### EXCERPTED DATA

━━━━━━━━━━━━━━━━

PR #4736, opened 2021-02-25
Implement Default Supervisor

adamgfraser:
Includes a supervisor in the default runtime that tracks all fibers forked in the application. The one thing that is not great here is the type of the `Supervisor` in `Runtime` is `Any` so the user has to call `Supervisor#value` to get the result of a supervision event and then pattern match on it to recover the information that it is a chunk of fibers. Possibly in 2.0 we could add a type parameter to `Runtime` for the result of a supervision event to improve this.

### DIFF
--- a/core/js/src/main/scala/zio/internal/PlatformSpecific.scala
+++ b/core/js/src/main/scala/zio/internal/PlatformSpecific.scala
@@ -116,6 +116,7 @@ private[internal] trait PlatformSpecific {
    */
   final def makeDefault(yieldOpCount: Int = defaultYieldOpCount): Platform =
     fromExecutor(Executor.fromExecutionContext(yieldOpCount)(ExecutionContext.global))
+      .withSupervisor(Supervisor.unsafeTrack(true))
 
   final def newWeakSet[A](): JSet[A] = new HashSet[A]()
 
--- a/core/jvm/src/main/scala/zio/internal/PlatformSpecific.scala
+++ b/core/jvm/src/main/scala/zio/internal/PlatformSpecific.scala
@@ -126,7 +126,7 @@ private[internal] trait PlatformSpecific {
    * Makes a new default platform. This is a side-effecting method.
    */
   def makeDefault(yieldOpCount: Int = defaultYieldOpCount): Platform =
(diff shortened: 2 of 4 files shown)


iravid:
Just wondering - can this be disabled like tracing?

adamgfraser:
That's a good question.

It can be disabled at the global level by doing something like `Runtime.default.mapPlatform(platform => platform.withSupervisor(Supervisor.none))`.

It can't be disabled locally now because `Supervise` in `FiberContext` is always interpreted as `supervisor && lastSupervisor`, which propagates supervision events to higher supervisors. We could potentially have a variant that took a parameter for whether to propagate so you could do something like `zio.supervised(Supervisor.none)` to remove supervision inside a region, though that does to some extent reduce the guarantees that as someone installing a supervisor at a higher level of an application you will really see all activity in that application.

jdegoes:
I think this will have significant overhead (a gigantic constantly changing set of millions of fibers), and at the very least, we need to make this opt-in rather than opt-out. 

A longer term goal is to ensure that if you are using ZMX, you are opting in to the tracking without additional effort.

jdegoes:
Maybe what would satisfy this is a global supervisor that is package private to `zio` and can be appended to (`unsafeInstallGlobalSupervisor`). Then ZMX can append to this supervisor the tracking one in its initialization logic, so that all fibers created after that point in time are tracked. Alternately, if we want to get really hacky, ZIO can detect if ZMX is on the classpath and install something right away, so even the first fiber would be tracked.

It's tricky. We want a combination of no overhead by default, but also a way for people to get at the information they want.

adamgfraser:
Maybe we can just have a `supervisedRuntime` in addition to the `defaultRuntime` and then people can swap that in if they want lightweight tracking without going all the way to ZIO XMX. That way we don't impact existing users at all but give users who want this functionality an easy way to get it "out of the box".

adamgfraser:
Updated to be opt in.

jdegoes:
Maybe we should merge as a PlatformAspect? Or discuss (in person or at the hackathon) using ZScheduler to do some of the work for us. Will close for now but we should keep in mind the work done here in case we need to revive it.

PR #4738, opened 2021-02-25
Cleanup useless type parameter

regiskuckaertz:
*never gets tired of studying the zio code :laughing:*


jdegoes (approved):
I think I fixed this in a private branch but good to have it here too! 🙏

━━━━━━━━━━━━━━━━

### YOUR ASSIGNMENT
All lines that contain the word "they" should be copied from the listing.

### ANSWER
It's tricky. We want a combination of no overhead by default, but also a way for people to get at the information they want.
Maybe we can just have a `supervisedRuntime` in addition to the `defaultRuntime` and then people can swap that in if they want lightweight tracking without going all the way to ZIO XMX. That way we don't impact existing users at all but give users who want this functionality an easy way to get it "out of the box".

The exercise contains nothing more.